(Collected data)
________________________________________
PR #13245, opened 2020-04-03
New disease: Carpcough

TDSSS:
## What Does This PR Do
Inspired by a prayer of a player afflicted with anxiety, this adds a new disease: Carpcough. Carpcough, like anxiety or beesease makes you cough up a mob, namely space carp. The cure is also significantly harder, making this a very deadly disease. There is a non-transmissable version to use for admins, as well.

## Why It's Good For The Game
Smiting someone with spawning space carps around themselves sounds hilarious. Also another deadly disease is fun. Might also encourage people to farm some fish for carp toxin.

## Changelog
:cl:
add: A new, deadly disease: Carpcough
/:cl:

### DIFF
--- a/code/datums/diseases/carpcough.dm
+++ b/code/datums/diseases/carpcough.dm
@@ -26,7 +26,7 @@
 					affected_mob.adjustBruteLoss(2)
 		if(4)
 			if(prob(10))
-				affected_mob.visible_message("<span class='danger'>[affected_mob] clutches his stomach.</span>", \
+				affected_mob.visible_message("<span class='danger'>[affected_mob] clutches [affected_mob.p_their()] stomach.</span>", \
 												"<span class='userdanger'>Your stomach hurts!</span>")
 			if(prob(5))
 				to_chat(affected_mob, "<span class='danger'>You feel something moving in your throat.</span>")
@@ -34,8 +34,7 @@
 				affected_mob.emote("cough")
 				affected_mob.visible_message("<span class='danger'>[affected_mob] coughs up an angry space carp!</span>", \
 													"<span class='userdanger'>You cough up an angry space carp!</span>")
-				new /mob/living/simple_animal/hostile/carp(affected_mob.loc)
-	return
+				new /mob/living/simple_animal/hostile/carp(get_turf(affected_mob))
 
 /datum/disease/carpcough/fake
 	name = "Localized Carpcough"
--- a/code/datums/diseases/carpcough.dm
+++ b/code/datums/diseases/carpcough.dm
@@ -31,6 +31,7 @@
 			if(prob(5))
 				to_chat(affected_mob, "<span class='danger'>You feel something moving in your throat.</span>")
 			if(prob(1))
+				affected_mob.emote("cough")
 				affected_mob.visible_message("<span class='danger'>[affected_mob] coughs up an angry space carp!</span>", \
 													"<span class='userdanger'>You cough up an angry space carp!</span>")
 				new /mob/living/simple_animal/hostile/carp(affected_mob.loc)
--- a/code/datums/diseases/carpcough.dm
+++ b/code/datums/diseases/carpcough.dm
@@ -1,0 +1,44 @@
+/datum/disease/carpcough
+	name = "Carpcough"
+	form = "Infection"
+	max_stages = 4
+	spread_text = "On contact"
+	spread_flags = CONTACT_GENERAL
+	cure_text = "Carpotoxin"
+	cures = list("carpotoxin")
+	agent = "Fishy Infection"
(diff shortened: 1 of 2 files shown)


code/datums/diseases/carpcough.dm
```diff
@@ -0,0 +1,44 @@
+/datum/disease/carpcough
+	name = "Carpcough"
+	form = "Infection"
+	max_stages = 4
+	spread_text = "On contact"
+	spread_flags = CONTACT_GENERAL
+	cure_text = "Carpotoxin"
```
Kyep, line 7: How are crew supposed to get this?

code/datums/diseases/carpcough.dm
```diff
@@ -0,0 +1,44 @@
...
+				to_chat(affected_mob, "<span class='danger'>Your stomach suddenly hurts a lot. It feels like there's something sharp in there.</span>")
+				if(prob(20))
+					affected_mob.adjustBruteLoss(2)
+		if(4)
+			if(prob(10))
+				affected_mob.visible_message("<span class='danger'>[affected_mob] clutches his stomach.</span>", \
+												"<span class='userdanger'>Your stomach hurts!</span>")
+			if(prob(5))
+				to_chat(affected_mob, "<span class='danger'>You feel something moving in your throat.</span>")
+			if(prob(1))
```
Kyep, line 33: This has no limit on the number of carp that can be spawned.

code/datums/diseases/carpcough.dm
TDSSS: At the moment, it is admin only as I thought it was too lethal for a level 7 biohazard. We could think about a more severe virus event that only includes actually deadly diseases. Would you be interested in something like that?

Kyep: I mean, how are crew supposed to get enough carpotoxin to treat this?

And yes, I'd like more dangerous disease events.

TDSSS: Ah. Carp, when butchered, produce meat that contains some carpotoxin. So worst case, you wait for it to reach stage 4, then kill the carp and butcher it. You might have to try several times if the cure roll fails.

Mitchs98: You can also produce a nigh infinite amount of baby carps from the critter vendor in a fish tank.

code/datums/diseases/carpcough.dm
TDSSS: That is correct, but keep in mind:
1) A 1% chance is not a lot and
2) The carp it spawns will probably either be killed or kill the host, thus stopping the spawning of further carp. Because you can't cough up carp when dead.

code/datums/diseases/carpcough.dm
TDSSS: Also what mitch said, see
>Might also encourage people to farm some fish for carp toxin.

farie82:
The virus will be 1/3 as effective as lycancoughy in spawning dogs. But lycancoughy has a limit. 
Adding one of these viruses into rotation is not a good idea I think. Not until the way viruses work is reworked to be more manageable and less RNG based.

BryanPara:
Wanted to point out carpotoxin can be produced from koi beans mutated off soy beans in botany which is a more stable and substantial source.

code/datums/diseases/carpcough.dm
```diff
@@ -0,0 +1,44 @@
...
+				affected_mob.visible_message("<span class='danger'>[affected_mob] coughs up an angry space carp!</span>", \
+													"<span class='userdanger'>You cough up an angry space carp!</span>")
+				new /mob/living/simple_animal/hostile/carp(affected_mob.loc)
+	return
```
farie82, line 37: non required return here

code/datums/diseases/carpcough.dm
```diff
@@ -0,0 +1,44 @@
...
+		if(4)
+			if(prob(10))
+				affected_mob.visible_message("<span class='danger'>[affected_mob] clutches his stomach.</span>", \
+												"<span class='userdanger'>Your stomach hurts!</span>")
+			if(prob(5))
+				to_chat(affected_mob, "<span class='danger'>You feel something moving in your throat.</span>")
+			if(prob(1))
+				affected_mob.visible_message("<span class='danger'>[affected_mob] coughs up an angry space carp!</span>", \
+													"<span class='userdanger'>You cough up an angry space carp!</span>")
+				new /mob/living/simple_animal/hostile/carp(affected_mob.loc)
```
farie82, line 36: Will spawn carps in say lockers but also in mechs if the victim coughs one up while he's in there. get_turf will prevent this

TDSSS:
Fair enough.

PR #13246, opened 2020-04-03
Major disease event Draft

TDSSS:
## What Does This PR Do
Since kyet mentioned he'd like more dangerous disease events, I threw together a rough idea of what it would look like, taking advantage of my carpcough PR as well (since this pr branches off of that one it can be merged instead of or in addition to it)
This probably needs a lot of discussion on what diseases should qualify as this major and the paramteres for advanced diseases (maybe make some premade ones to use too?), which is why this is a draft.
Also not really tested yet so might not even work.

Note that I want to keep the scope of this small so it can be quickly merged and doesn't spiral out into porting some other viro system.

## Why It's Good For The Game
Make diseases actually scary in day to day life, instead of just a flu or a cold.

## Changelog
:cl:
add: more dangerous disease event
/:cl:

### DIFF
--- a/code/datums/diseases/carpcough.dm
+++ b/code/datums/diseases/carpcough.dm
@@ -31,6 +31,7 @@
 			if(prob(5))
 				to_chat(affected_mob, "<span class='danger'>You feel something moving in your throat.</span>")
 			if(prob(1))
+				affected_mob.emote("cough")
 				affected_mob.visible_message("<span class='danger'>[affected_mob] coughs up an angry space carp!</span>", \
 													"<span class='userdanger'>You cough up an angry space carp!</span>")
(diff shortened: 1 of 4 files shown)


Ty-Omaha:
Should also expand on the superficial cures we have: https://github.com/ParadiseSS13/Paradise/blob/210f8badf474adbd9f710a5f22fc19bccf4516e7/code/datums/diseases/advance/advance.dm#L12

https://github.com/tgstation/tgstation/blob/6401ba57081efb3db2f39320eeefeb13c1be4d8c/code/datums/diseases/advance/advance.dm#L37

taukausanake:
I really do miss the usage of anti-bodies to find cures. You think it might be possible to combine the two types of cures? Instead of treating the person you test a sample of their virus and the result is the cure you need to distribute?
________________________________________
### Problem
Copy all the lines from the data above that hold the word "encourage".

### Response to this exercise
Smiting someone with spawning space carps around themselves sounds hilarious. Also another deadly disease is fun. Might also encourage people to farm some fish for carp toxin.
>Might also encourage people to farm some fish for carp toxin.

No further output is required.